Fensterkasten hat eine Breite von 200cm und ist genau neben einer Wand in der Ecke

75 Zoll Fernseher hat eine Breite von 170 cm
65 Zoll Fernseher hat eine Breite von 146 cm

ich will eigentlich so fett wie möglich kaufen da ich vor allem spielen will und richtig großes Bild haben. Go big or go home heißt es in nem amerkanischen TV Forum  

grundriss | Bullz Bullzz | Flickr
IMG_20200619_211236 | Bullz Bullzz | Flickr


----------



## Hubacca (24. Juni 2020)

Bilddiagonale in cm x 2,5 = Abstand in cm
Quelle:
[TV-Tipp] Der optimale Sitzabstand zum Flachbildfernseher - Fernseher Test 2020

Wenn ich da bei deinem Grundriß großzügig 2,5m annehme bin ich bei 1m Bildschirmdiagonale das entspricht 40 Zoll !
Kannst ja noch übertreiben und einen 55" nehmen, aber sinnvoll ist das nicht unbedingt.
Das amerikanische TV Forum würde ich jetzt nicht unbedingt als Maßstab nehmen, in den USA wird alles übertrieben und 
groß ist dort nicht immer sinnvoll sondern einfach nur ein Statussymbol:
Go big, big is better usw. Ja klar, darum haben sie auch den größten Idioten als Präsident ....

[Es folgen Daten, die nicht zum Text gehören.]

PR #1082, opened 2023-05-24
Flexible offset formatting [1/3]

pitdicker:
There are a lot of issues with our current code to parse time zone offsets. For example `%z`, `%:z`, `%::z` and `%:::z` are all treated identical in the parser. In some cases `Z` is accepted, and there is a hack to accept `UTC`. There is no way to parse seconds.

Formatting is in a better state, but it would be nice if it could be more flexible. For example to be able to print seconds optionally, support padding, or print `Z`.

---

This is part 1 of a series of PRs to improve offset formatting and parsing. (1) adds a flexible formatter, (2) adds a flexible parser and fixes current parsing bugs, and (3) exposes the functionality in the format string.

With this PR it is now possible to specify the format of an offset:
- Is the precision in hours, minutes, seconds, or are minutes and/or seconds optional?
- Are the values seperated by a colon, nothing, or (when parsing) are both acceptable?
- Is `Z` used for `+00:00`?
- Should the hour value be zero-padded, space-padded (before the sign), or not be padded?

PR #1083, opened 2023-05-24
Flexible offset parsing [2/3]

pitdicker:
The first commit is shared with https://github.com/chronotope/chrono/pull/1082.
Then a couple of commits do some cleanup and add a new offset parser.
All the test keep passing, except some of those for `#z`. The difference is in the error causes, which have improved a bit.

Next are commits to make `%:z`, `%::z` and `%:::z` work as documented:
- `%:z` should require a colon (this is what makes it different from `%z`).
- `%::z` should also be able to parse, and even require, seconds.
- `%:::z` should only accept hours.

Finally the `FromStr` implementation of `DateTime<FixedOffset>` now accepts optional seconds in the offset, so that it can parse the `Debug` format of `DateTime`.

---

TODO: I still need to figure out some way to test all the code paths of the new offset parser.

### DIFF
--- a/src/format/parse.rs
+++ b/src/format/parse.rs
@@ -9,6 +9,7 @@ use core::str;
 use core::usize;
 
 use super::scan;
+use super::{Colons, OffsetFormat, OffsetPrecision};
 use super::{Fixed, InternalFixed, InternalInternal, Item, Numeric, Pad, Parsed};
 use super::{ParseError, ParseErrorKind, ParseResult};
 use super::{BAD_FORMAT, INVALID, NOT_ENOUGH, OUT_OF_RANGE, TOO_LONG, TOO_SHORT};
@@ -215,7 +216,13 @@ pub(crate) fn parse_rfc3339<'a>(parsed: &mut Parsed, mut s: &'a str) -> ParseRes
         parsed.set_nanosecond(nanosecond)?;
     }
 
-    let offset = try_consume!(scan::timezone_offset(s, |s| scan::char(s, b':'), true, false, true));
+    let offset_format = OffsetFormat {
+        precision: OffsetPrecision::Minutes,
+        colons: Colons::Colon,
+        allow_zulu: true,
+        padding: Pad::Zero,
+    };
+    let offset = try_consume!(scan::utc_offset(s, offset_format));
     if offset <= -86_400 || offset >= 86_400 {
         return Err(OUT_OF_RANGE);
     }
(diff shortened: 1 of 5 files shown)


src/format/parse.rs
```diff
@@ -219,7 +220,18 @@ fn parse_rfc3339<'a>(parsed: &mut Parsed, mut s: &'a str) -> ParseResult<(&'a st
         parsed.set_nanosecond(nanosecond)?;
     }
 
-    let offset = try_consume!(scan::timezone_offset_zulu(s, |s| scan::char(s, b':')));
+    let offset = if s.starts_with("UTC") || s.starts_with("utc") {
```
jtmoon79, line 223: 1) The quote from RFC 3339 in the code comment above suggests the special string to search for would be `"Z"`. Why is that not the special case here?

<br/> 

2) Why not search the entire remainder of the string `s`? e.g. why not

    if matches!(s, "UTC" | "utc") {

   (also, `matches` is more succinct).  Would there be a case where `s` should have trailing data after having matched the timezone in an RFC3339?
   
It seems like this code expression should be:

    let offset = if matches!(s, "Z" | "z") {
        s = &[1..];
        0
    } else {
        ...
    }
    if ! s.empty() {
        return Err(TOO_LONG);
    }

jtmoon79 (changes requested):

src/format/parse.rs
pitdicker: > 1. The quote from RFC 3339 in the code comment above suggests the special string to search for would be `"Z"`. Why is that not the special case here?

"Z" is handled by the parser. But this item does not only parse valid RFC 3339, but also supports "UTC" as offset. This is documented in https://docs.rs/chrono/latest/chrono/format/strftime/index.html#fn7. I suppose it makes some sense to support parsing this.
I'll add a comment.

> 2. Why not search the entire remainder of the string `s`? e.g. why not
>         if matches!(s, "UTC" | "utc") {
>         (also, `matches` is more succinct).  Would there be a case where `s` should have trailing data after having matched the timezone in an RFC3339?

I agree it is not likely to have any data after this.
But all parsing items only consume as much as they need to. There can be other items coming after it. And otherwise it is up to the calling function decide what to do with the trailing data.

jtmoon79: > "Z" is handled by the parser
Oh, it's handled by `scan::utc_offset(s, offset_format))` below. Gotcha.

> also supports "UTC" as offset. 
It is convenient but it's not strict RFC 3339, AFAICT. I'd prefer not allowing it. I won't block on this.

jtmoon79: > But all parsing items only consume as much as they need to.... And otherwise it is up to the calling function decide what to do with the trailing data.

Ah right, I recall now
https://github.com/chronotope/chrono/blob/c01e3a723883fc148c7e6052ddf4f6b42ff41e14/src/format/parse.rs#L519-L524

pitdicker: > It is convenient but it's not strict RFC 3339, AFAICT. I'd prefer not allowing it.

The commit tile says what I think about it :smile::
> Remove hack to accept "UTC" in `timezone_offset_zulu`

- One place it is used is for the `%+` formatting item, with this description:
  > Same as `%Y-%m-%dT%H:%M:%S%.f%:z`, i.e. 0, 3, 6 or 9 fractional digits for seconds and colons in the time zone offset.
  >
  > This format also supports having a `Z` or `UTC` in place of `%:z`. They are equivalent to `+00:00`.
  >
  > Note that all `T`, `Z`, and `UTC` are parsed case-insensitively.
  >
  > The typical `strftime` implementations have different (and locale-dependent) formats for this specifier. While Chrono's format for `%+` is far more stable, it is best to avoid this specifier if you want to control the exact output.
  So being less strict here seems useful to me.

- `DateTime<FixedOffset>::parse_from_rfc_3339` also uses it, and should be very strict however.

- A second RFC3339 parser is in `impl str::FromStr for DateTime<FixedOffset>`.
  That one is very forgiving, which is useful there.
  Maybe parsing `%+` should use that implementation?

pitdicker:
I did not realize `%::z` and  `%:::z` are fairly recent additions, added in https://github.com/chronotope/chrono/pull/759. Looking at that PR I understand they never properly added to the parser. That seems like an extra argument to fix them.

I'll keep this PR as a draft for a little longer. https://github.com/chronotope/chrono/pull/1145 has the proper fix for some changes I had to make here to RFC 3339 parsing code, and it is better if that is merged first.

KannarFr:
@pitdicker the two things this was waiting on have both landed — #1082 (June 2023) and #1145 (August 2023). It's still marked draft, and it now conflicts with `main`.

Meanwhile two smaller PRs have taken runs at the `%::z` half of it, #1639 and #1801, both deferring here — so the area keeps drawing duplicate effort at the partial fix while the complete one sits.

Would a rebase onto `main` be welcome? I'm happy to do the mechanical work, either pushed to a branch you can pull from or opened as a separate PR crediting you, whichever you prefer. I'd leave the design decisions alone. The TODO in the description about covering all the code paths of the new offset parser is something I could take a separate run at if that would help.

For context on why I care: I maintain a service that has to reproduce Java's `DateTimeFormatter.ISO_OFFSET_DATE_TIME` on the wire, and `%::z` not round-tripping — `format` emits `+01:30:45`, parsing that back is `TooLong` — is one of the reasons it hand-rolls an offset parser today.

djc:
chrono is deprecated and will not be accepting most kinds of changes:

Wenn du den Abstand für die Boxen nicht einhalten kannst dann ist das auch kein Beinbruch und du kannst daran ja sowieso nix ändern !
Alternativ kannste ja über eine Wandmontage nachdenken.

So ich bin jetzt raus hier. So einen ausgiebigen Thread für €200,- Lautsprecher ist ja schon Wahnsinn. In der Zeit hätte ich schon
5 Verstärker und Lautsprecher bestellt, getestet und zurückgeschickt !  
(Und noch das Geld dafür verdient...)


----------



## Bullz (24. Juni 2020)

Meine Lösung mit passiven Boxen würde 256.57 Euro kosten 

Verstärker TEAC WAP-AX100 NEU Wireless Receiver 2x50 W Internetradio USB iPhone  WAPAX100    | eBay
TEAC WAP-AX100 50 Watt 77 Euro + 19 Versandt ( Österreich ) ohne optischen Eingang

LS Passiv
Magnat Monitor Supreme 202 I 1 Paar Regallautsprecher mit hoher Klangqualitaet I Passiv-Lautsprecherbox mit anspruchsvollem HiFi-Sound, Farbe:Schwarz: Amazon.de: Audio & HiFi
Magnat Monitor Supreme 202 100 Watt 2 Jahre Garantie + 2 weitere Jahre Garantie bei London General Insurance Company Ltd für 124,28 Euro

DAC Seite wurde nicht gefunden
FiiO Taishan D03K 24,10 Euro

Kosten = 77 + 19 + 124,28 + 12,19 + 24,10 = 256.57 Euro

vs

ARGON AUDIO ALTO 4 ACTIVE
Kaufe Argon Audio ALTO 4 ACTIVE Kabelloser Lautsprecher mit Bluetooth | 5 Jahre Garantie  249 Euro 

Nachteil: Nur 40 Watt vs 50 Watt
Vorteil: Aktive haben Bluetooth an
Nachteil: Nur Frequenzbereich: 80-20.000 Hz gegen Magnat Frequenzbereich: 34 - 40000 Hz
Vorteil: Nur ein Gerät
Vorteil: 5 J Garantie 

Mehr kann ich da nicht rausvergleichen. 
Wenn ich nicht einen weit besseren Sound habe wäre nur ein Gerät schon praktisch aber beim Frequenzgang sind ja mal Riesenunterschiede. Hab gar nicht gewusst das der menschliche Ohr über 30.000 hz hören kann ? Dachte das kriegen nur die Hunde mit.


----------



## Olstyle (24. Juni 2020)

Ich würde ja sagen nehm die Argon und wenn dir der Klang auf Dauer nicht tief genug geht packst du irgendwann noch den passenden Sub dazu.


----------



## Bullz (24. Juni 2020)

Der Sub hat leider keinen Platz und zwar niemals in dieser Wohnung / Raum . Deswegen muss der gleich von Anfang an tief genug gehen.


----------



## hailtotheking (24. Juni 2020)

Eigenbau bei den Lautsprechern ist keine Option? Da gibt es in dem Budget schon ein paar nette Sachen, zB. die Kid Rock von donhighend , Cyburgs Needle oder Stick etc


----------



## Bullz (24. Juni 2020)

ne dafür hab ich zwei linke Hände. Das überlasse ich den Herstellern.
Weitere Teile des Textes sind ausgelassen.